Is it possible to recover “Could not find APFS system volume handle!” which is reported in verbose mode

high sierrassd

My machine is a MacBook Pro (15-inch, Mid 2012) with AFPS formatted Kingston 480Gb SSD. Running the latest OS X High Sierra 10.13.4 (17E202)

For a while, the machine was running OK but I had a few times where it crashed resulting in the following symptoms:

  • All I could see was my desktop pictures; no dock, couldn't force quit/restart the Finder.

On one occasion, I just rebooted and it was OK. The last time, same thing happened and I rebooted to get the prohibitory symbol (circle with a cross through it). So I decided to boot into verbose mode and the last message I get is:

Could not find APFS system volume handle!

I've tried reinstalling High Sierra on another old drive, making a bootable USB and repairing it and it just says that I should back up the data on the drive. Unfortunately I don't have the exact message because it would involve taking the drive out again and writing it down.

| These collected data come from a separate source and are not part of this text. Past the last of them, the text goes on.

PR #1091, opened 2017-04-29
Warn on DNS lookup failures

dpkp:
BrokerConnection currently raises a socket exception if dns resolution of broker metadata fails. This error is typically unhandled by application code and causes a hard crash. In many cases, this error is recoverable after short delay (temporary dns infrastructure problems) and/or refresh metadata (configuration errors). This PR changes the response to dns lookup errors to no longer raise an exception and instead just log a warning.

### DIFF
--- a/kafka/conn.py
+++ b/kafka/conn.py
@@ -237,11 +237,13 @@ class BrokerConnection(object):
                                                        socket.AF_UNSPEC,
                                                        socket.SOCK_STREAM)
                     except socket.gaierror as ex:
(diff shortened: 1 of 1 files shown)


jianbin-wei:
I experienced that error while doing tests using docker.  Nice to have this change.

One question: will the retry handle by the client or need to be handled by application?

dpkp:
Retries should happen as with any other connection failure. Which means that for metadata requests, the retries will happen transparently. Consumer fetches should also retry transparently. For produce requests, the batch will use the `retries` configuration and may fail if the error is not resolved before the maximum retry attempts are exhausted.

I've searched around a bit but could only find any details about this message on a dead thread on the Apple Discussions forum.

Has anybody had this experience and found a way to recover the data off the drive rather than just erasing the drive and starting from scratch?

Some more details:

I've tried the option reinstall Mac OSX but it just doesn't recognise the disk at all; the drive doesn't show in the window at all.

Heres the previous thread on Apple Discussions which explains the exact symptoms with screenshots:

https://discussions.apple.com/thread/8328713

Best Answer

The best chance for data backup (assuming you don’t have any backups) is to connect the Mac to another in target disk mode.

If you don’t want to pay for recovery software, you could boot to recovery HD and let disk utility try to repair the volume. This can cause further data loss (the file system heals but files with data get deleted).

Disk Utility isn’t designed to lose data and most of the time will warn you if the next step is expensive data recovery or an erase and reinstall.